▶ _TASK DIRECTIONS_
Nothing outside the range is wanted. Repeat exactly the lines below from the one with "JavaScript glue code" through the one with "I showed earlier".

------ TASK MATERIAL

PR #4962, opened 2021-03-24
Edit the authors note on Lowe's case study

mihajlija:
Edit the authors note on Lowe's case study


rachelandrew (commented):
we are keeping the other authors in the metadata so they show at the top?

mihajlija:
@rachelandrew Yep, this is just to highlight which of the authors are associated with Lowe's. (Safwan is from Google.)

rachelandrew (approved):

PR #4964, opened 2021-03-24
render compare caption with md

### LINKED ISSUE #4963: Markdown not rendering correctly on strict CSP article
**Describe the bug**
Markdown is not rendering properly on https://web.dev/strict-csp/
Screen Shot 2021-03-24 at 5 17 50 PM

**To Reproduce**
1. Go to https://web.dev/strict-csp/#step-2:-set-a-strict-csp-and-prepare-your-scripts
2. Open summary titled "Option B: Hash-based CSP..."
3. Scroll down just before the "Gotchas!" section.

**Expected behavior**
Markdown links are properly rendered.

**Screenshots**
Markdown links are handled as plaintext.

samthor:
Fixes #4963.

### DIFF
--- a/src/site/_includes/components/CompareCaption.js
+++ b/src/site/_includes/components/CompareCaption.js
@@ -14,10 +14,16 @@
  * limitations under the License.
  */
 
+// Need markdown-it for nested shortcodes to render as expected
+const md = require('markdown-it')();
+const {html} = require('common-tags');
+
 /**
  * @param {string} content Markdown with the content for the compare element.
  * @return {string}
  */
 module.exports = (content) => {
-  return `<figcaption class="w-compare__caption">${content}</figcaption>`;
+  return html`<figcaption class="w-compare__caption">
+    ${md.renderInline(content)}
+  </figcaption>`;
 };
--- a/src/site/_includes/components/CompareCaption.js
+++ b/src/site/_includes/components/CompareCaption.js
@@ -14,16 +14,13 @@
  * limitations under the License.
  */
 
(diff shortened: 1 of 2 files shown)


samthor:
FWIW the Percy change was relevant—we had a line in a caption that wasn't formatted, and now it is.

robdodson (changes requested):
@samthor I think you can do this without using markdown-it. If we use markdown-it then it'll break syntax highlighting on code blocks and you can't use reference links.

I think if we introduce a newline it'll signal to the markdown parser to kick back in. I'll try it real quick and if it works I'll update the PR.

samthor:
Oh, maybe I was confused because Details does the same thing?

robdodson:
> Oh, maybe I was confused because Details does the same thing?

Yeah the web.dev components are a bit outdated. I learned two things:
- Adding the newline will let the markdown parser kick back in
- common-tags will often remove this spacing, so I try not to use it anymore

so if you look at the components used on d.c.c. I think many/most of them don't use common-tags, and they have this sort of funky whitespace which looks odd, but lets the markdown parser keep its context from the parent page which is really helpful.

robdodson (approved):

robdodson:
I checked the article and it works with this change. I know it looks a bit odd but it allows people to do things like this:

```
{% Details %}
Some [link][google]
{% endDetails %}

[google]: https://google.com
```

and I think it prevents the syntax highlighting from breaking because that's something that eleventy does as a sort of customization of markdown-it, but we don't get it if we call markdown-it ourselves.

PR #4969, opened 2021-03-25
Asyncify blog post

### LINKED ISSUE #4817: Asyncify
* [Draft](https://docs.google.com/document/d/10LI7Ip16HB3kUH2B2hwpbJWvBEpcUZPV/edit#heading=h.wqlb16cpmov)

RReverser:
Fixes #4817

- Add blog post about Asyncify.

### DIFF
--- a/src/site/content/en/blog/asyncify/index.md
+++ b/src/site/content/en/blog/asyncify/index.md
@@ -362,7 +362,7 @@ Pass `--asyncify` to enable the transform, and then use `--pass-arg=…` to prov
 list of asynchronous functions, where the program state should be suspended and later resumed.
 
 All that's left is to provide supporting runtime code that will actually do that—suspend and resume
-our code. Again, in the C / C++ case this would be included by Emscripten, but now we need custom
+WebAssembly code. Again, in the C / C++ case this would be included by Emscripten, but now you need custom
 JavaScript glue code that would handle arbitrary WebAssembly files. We've created a library just for
 that.
 
@@ -410,7 +410,7 @@ This is quite similar to async-await feature in JavaScript that I showed earlier
 JavaScript one, doesn't require any special syntax or runtime support from the language, and instead
 works by transforming plain synchronous functions at compile-time.
 
-For simplicity, let's take our asynchronous sleep example:
+When compiling the earlier shown asynchronous sleep example:
 
 ```js
 puts("A");
@@ -418,7 +418,7 @@ async_sleep(1);
 puts("B");
 ```
 
-Asyncify takes this code and transforms it to roughly like the following (pseudo-code, real
+Asyncify takes this code and transforms it to roughly like the following one (pseudo-code, real
 transformation is more involved than this):
 
 ```js
@@ -482,7 +482,7 @@ WebAssembly I/O in the console and the server-side. It was designed as a compila
 system languages, and exposes all sorts of filesystem and other operations in a traditional
 synchronous form.
 
-What if we could map one to another? Then we could compile any application in any source language
+What if you could map one to another? Then you could compile any application in any source language
 with any toolchain supporting the WASI target, and run it in a sandbox on the web, while still
 allowing it to operate on real user files! With Asyncify, you can do just that.
 
--- a/src/site/content/en/blog/asyncify/index.md
+++ b/src/site/content/en/blog/asyncify/index.md
@@ -20,7 +20,7 @@ Asyncify.
 
 ## I/O in system languages
 
-Let's start by taking a look at a simple example in C. Let's say, you want to read user's name from
+I'll start with a simple example in C. Say, you want to read the user's name from
 a file, and greet them with a "Hello, (username)!" message:
 
 ```cpp
@@ -74,7 +74,7 @@ single invocation:
 ```rust
 fn main() {
     let s = std::fs::read_to_string("name.txt");
-    println!("Hello, {}!", s);
+    println!("Hello, {}!", s);
 }
 ```
 
@@ -85,7 +85,7 @@ need to read data from some storage.
 ## Asynchronous model of the web
 
 The web has a variety of different storage options you could map to, such as in-memory storage (JS
-objects), localStorage, IndexedDB, server-side storage, and a new [File System Access
+objects), [`localStorage`](https://developer.mozilla.org/en-US/docs/Web/API/Window/localStorage), [IndexedDB](https://developer.mozilla.org/en-US/docs/Web/API/IndexedDB_API), server-side storage, and a new [File System Access
 API](https://web.dev/file-system-access/).
 
 However, only two of those APIs—the in-memory storage and the localStorage—can be used
@@ -177,7 +177,7 @@ console.log("B");
 
 …and, in fact, that's exactly what Emscripten does in [its default implementation of
 "sleep",](https://github.com/emscripten-core/emscripten/blob/16d5755a3f71f27d0c67b8d7752f94844e56ef7c/src/library_pthread_stub.js#L47-L52)
-but that's very inefficient, will block the entire UI, won't allow any other events to get handled
+but that's very inefficient, will block the entire UI, won't allow any other events to be handled
 meanwhile, and, generally, don't do that in production code :)
 
 Instead, a more idiomatic version of "sleep" in JavaScript would involve calling
@@ -206,7 +206,7 @@ width="800", height="200" %}
 
 ### Usage in C / C++ with Emscripten
 
-If you wanted to use it to implement an asynchronous sleep for the last example, you could do it
+If you wanted to use Asyncify to implement an asynchronous sleep for the last example, you could do it
 like this:
 
 ```cpp
@@ -229,9 +229,9 @@ is a macro that allows defining JavaScript snippets as if they were C functions.
 function
 [`Asyncify.handleSleep()`](https://emscripten.org/docs/porting/asyncify.html#making-async-web-apis-behave-as-if-they-were-synchronous)
 which tells Emscripten to suspend the program and provides a `wakeUp()` handler that should be
-called when the asynchronous operation has finished. In the example above, we pass that handler to
-`setTimeout()`, but it could be used in any other context that accepts callbacks. Finally, we call
-the `async_sleep()` function anywhere we want just like regular `sleep()` or any other synchronous
+called once the asynchronous operation has finished. In the example above, the handler is passed to
+`setTimeout()`, but it could be used in any other context that accepts callbacks. Finally, you can call
+`async_sleep()` anywhere you want just like regular `sleep()` or any other synchronous
 API.
 
 When compiling such code, you need to tell Emscripten to activate the Asyncify feature. Do that by
@@ -261,8 +261,8 @@ B
 You can [return values from
 Asyncify](https://emscripten.org/docs/porting/asyncify.html#returning-values) functions too. What
 you need to do is return the result of `handleSleep()`, and pass the result to the `wakeUp()`
-callback. For example, if, instead of reading from a file, you want to fetch some numeric answer
-from a remote resource, you can use a snippet like below to issue a request, suspend the C code, and
+callback. For example, if, instead of reading from a file, you want to fetch a number
+from a remote resource, you can use a snippet like the one below to issue a request, suspend the C code, and
 resume once the response body is retrieved—all done seamlessly as if the call was synchronous.
 
 ```js
@@ -299,8 +299,8 @@ int answer = get_answer();
 
 #### Awaiting complex values
 
-But this example still limits you only to numbers. What if you want to implement our original
-example, where we tried to get a user's name from a file as a string? Well, you can do that too!
+But this example still limits you only to numbers. What if you want to implement the original
+example, where I tried to get a user's name from a file as a string? Well, you can do that too!
 
 Emscripten provides a feature called
 [Embind](https://emscripten.org/docs/porting/connecting_cpp_and_javascript/embind.html) that allows
@@ -376,7 +376,7 @@ difference is that, under a regular WebAssembly API you can only provide synchro
 imports, while under the Asyncify wrapper, you can provide asynchronous imports as well:
 
 ```js
-let … = await Asyncify.instantiateStreaming(fetch('app.wasm'), {
+const { instance } = await Asyncify.instantiateStreaming(fetch('app.wasm'), {
     env: {
         async get_answer() {
             let response = await fetch("answer.txt");
@@ -437,14 +437,14 @@ puts("B");
 ```
 
 Initially `mode` is set to `NORMAL_EXECUTION`. Correspondingly, the first time such transformed code
-is executed, only the part leading up to "async_sleep" will get evaluated. As soon as the
+is executed, only the part leading up to `async_sleep()` will get evaluated. As soon as the
 asynchronous operation is scheduled, Asyncify saves all the locals, and unwinds the stack by
 returning from each function all the way to the top, this way giving control back to the browser
 event loop.
 
 Then, once `async_sleep()` resolves, Asyncify support code will change `mode` to `REWINDING`, and
-call our function again. This time, the "normal execution" branch is skipped - since it already did
-the job last time and we want to avoid printing "A" twice - and instead it comes straight to the
+call the function again. This time, the "normal execution" branch is skipped - since it already did
+the job last time and I want to avoid printing "A" twice - and instead it comes straight to the
 "rewinding" branch. Once it's reached, it restores all the stored locals, changes mode back to
 "normal" and continues the execution as if the code was never stopped in the first place.
 
@@ -459,7 +459,7 @@ uncompressed code size.
 {% Img src="image/9oK23mr86lhFOwKaoYZ4EySNFp02/Im4hmQOYRHFcsg8UTfTR.png", alt="A graph showing code size overhead for various benchmarks, from near-0% under fine-tuned conditions to over 100% in worst cases",
 width="800", height="494" %}
 
-It's not ideal, but in many cases acceptable when the alternative is not having the functionality
+This isn't ideal, but in many cases acceptable when the alternative is not having the functionality
 altogether or having to make significant rewrites to the original code.
 
 Make sure to always enable optimizations for the final builds to avoid it going even higher. You can
@@ -471,20 +471,20 @@ to the cost of the actual work, it's usually negligible.
 
 ## Real-world demos
 
-Now that we've looked at the simple examples, let's move on to more complicated scenarios.
+Now that you've looked at the simple examples, I'll move on to more complicated scenarios.
 
 As mentioned in the beginning of the article, one of the storage options on the web is an
 asynchronous [File System Access API](https://web.dev/file-system-access/). It provides access to a
 real host filesystem from a web application.
 
-On the other hand, there is a de-facto standard—[WASI](https://github.com/WebAssembly/WASI) - for
+On the other hand, there is a de-facto standard called [WASI](https://github.com/WebAssembly/WASI)  for
 WebAssembly I/O in the console and the server-side. It was designed as a compilation target for
 system languages, and exposes all sorts of filesystem and other operations in a traditional
 synchronous form.
 
 What if we could map one to another? Then we could compile any application in any source language
 with any toolchain supporting the WASI target, and run it in a sandbox on the web, while still
-allowing it to operate on real user files! With Asyncify, we can do just that.
+allowing it to operate on real user files! With Asyncify, you can do just that.
 
 In this demo, I've compiled Rust [coreutils](https://github.com/RReverser/coreutils) crate with a
 few minor patches to WASI, passed via Asyncify transform and implemented asynchronous
--- a/src/site/content/en/blog/asyncify/index.md
+++ b/src/site/content/en/blog/asyncify/index.md
@@ -20,8 +20,8 @@ Asyncify.
 
 ## I/O in system languages
 
-I'll start with a simple example in C. Say, you want to read the user's name from
-a file, and greet them with a "Hello, (username)!" message:
+I'll start with a simple example in C. Say, you want to read the user's name from a file, and greet
+them with a "Hello, (username)!" message:
 
 ```cpp
 #include <stdio.h>
@@ -38,18 +38,18 @@ int main() {
 }
 ```
 
-While the example doesn't do much, it already demonstrates something you'll find in an application of any
-size: it reads some inputs from the external world, processes them internally and writes outputs
-back to the external world. All such interaction with the outside world happens via a few functions
-commonly called input-output functions, also shortened to I/O.
+While the example doesn't do much, it already demonstrates something you'll find in an application
+of any size: it reads some inputs from the external world, processes them internally and writes
+outputs back to the external world. All such interaction with the outside world happens via a few
+functions commonly called input-output functions, also shortened to I/O.
 
-To read the name from C, you need at least two crucial I/O calls: `fopen`, to open the
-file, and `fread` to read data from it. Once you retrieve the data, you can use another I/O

------------

▶ _RESPONSE AREA_
 JavaScript glue code that would handle arbitrary WebAssembly files. We've created a library just for
 that.
 
@@ -410,7 +410,7 @@ This is quite similar to async-await feature in JavaScript that I showed earlier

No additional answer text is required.